If you treat bipolar II patients, you have probably been telling them that lithium prevents relapse and lamotrigine prevents the depressive pole. The Copenhagen group (Fredskild, Kessing, Munkholm) just put numbers on how thin that claim actually is. After 70 years of lithium and 25 years of lamotrigine, BD-II maintenance evidence still rests on roughly 645 randomised patients — fewer than a single mid-size depression RCT.
What the data shows
The lithium-vs-placebo relapse-prevention estimate (RR 0.86) leans in lithium's favour but the confidence interval (0.66 to 1.11) is wide enough to include no effect at all. Heterogeneity was zero — the trials agreed with each other, they just collectively failed to deliver enough events. That is a classic signature of an under-powered evidence base: consistent direction, not enough signal to reach statistical certainty.

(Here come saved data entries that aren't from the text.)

PR #50, opened 2017-10-08
manpage: tweak for recent options changes

jvvv:
Adjust rlimit_* options to match command line --help output.
Add --really_quiet option.

And some clean up:
Remove 'See Also' section that only references a non-existent
info page that is a relic of using help2man for initial manual
page generation.


robertswiecki:
Thank you!

PR #51, opened 2017-10-12
manpage: update for recent option changes

jvvv:
Add --proc_path and --proc_rw options.
Also clean up --mode|-M option layout.


robertswiecki:
Nice!

PR #55, opened 2017-10-18
manpage: add --execute_fd option

jvvv:
Just keeping manpage up to date.


robertswiecki:
Good timing! :). BTW, I'm not a native English speaker - if you see places inside cmd-line where making it sound a bit more natural is possible, feel free to submit a PR :)

PR #56, opened 2017-10-19
align stack for child process

SJLC:
Fixes "bus error" crashes on aarch64 caused by alignment faults.

On aarch64, the stack pointer needs to be 16-byte aligned; use gcc
builtin macro `__BIGGEST_ALIGNMENT__` to specify a stack alignment
suitable for each platform.


robertswiecki:
Thanks!

PR #58, opened 2017-10-25
Support cgroup net_cls subsystem

pandax381:
Hi,

This patch adds support for cgroup's net_cls subsystem.

We can set class identifiers to network packets that occurred  in the jail and use it for traffic control and filtering.

Best regards,


pandax381:
I signed it!

robertswiecki:
Nice!

PR #74, opened 2018-02-24
nsjail.1: update for new options.

jvvv:
Also, move the --cap option description so that it follows the --keep-caps option, which matches the --help output and seems logical.


jvvv:
The comment I put for the first of these two commits should have read that the changes are being made to match the --help output, which I edited in the pull request. Unfortunately, I didn't notice this until after submitting the second commit; that I had mistakenly commented that it is to match the README. If you prefer, I can close this PR and -amend the comment to match reality.

robertswiecki:
Thaaanks!

PR #77, opened 2018-05-24
Add new --seccomp_log option to docs

jvvv:


robertswiecki:
As usual, thanks for staying on top of the doc!

jvvv:
You are very welcome! I am grateful have nsjail available. This is my way of trying to give back. I like to have the manual page handy, so I think it only fitting to share it. Thanks for letting me contribute.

The head-to-head lithium-vs-lamotrigine comparison on HAMD-17 (MD 1.27, CI spanning −3.84 to +6.38) is even more diluted. Two trials. Almost any clinically meaningful difference is compatible with the data. The lamotrigine-vs-placebo arm could not be quantitatively pooled at all — which means the most prescribed BD-II maintenance drug in many countries has, by 2025 standards, no meta-analytic placebo comparison for its core indication.
GRADE "very low" across all outcomes is not a footnote. It is the headline.
For your practice
This does not mean stop using lithium or lamotrigine in BD-II — there is no better evidence-based alternative, and the indirect evidence from BD-I and naturalistic registries continues to support both. What changes is the conversation with the patient. The honest framing is: "We are recommending the best-supported option we have for your subtype, but the trial evidence for BD-II specifically is sparse and uncertain — so we will track your response carefully and adjust early."
That changes three concrete things: 1) you build in earlier review points (8 and 12 weeks, not just 6 months) because you cannot lean on confident expected timelines from population data; 2) you document mood charting more rigorously, because individual response data partly substitutes for missing population-level certainty; 3) you stop framing lamotrigine and lithium as interchangeable on the depressive pole — the head-to-head data are not strong enough to support that equivalence claim either way.
Bipolar II is treated, in many practices, as if it were "BD-I lite" — but the maintenance evidence base for it has barely a tenth of BD-I's statistical mass, and our prescribing confidence should reflect that gap.
All ten trials carried "some concern" or higher risk of bias, dropout was high in maintenance arms, and BD-II diagnostic boundaries shifted across the studies (some pre-DSM-IV criteria) — so even pooled, the synthesis is closer to a careful mapping of uncertainty than a definitive comparative effect estimate.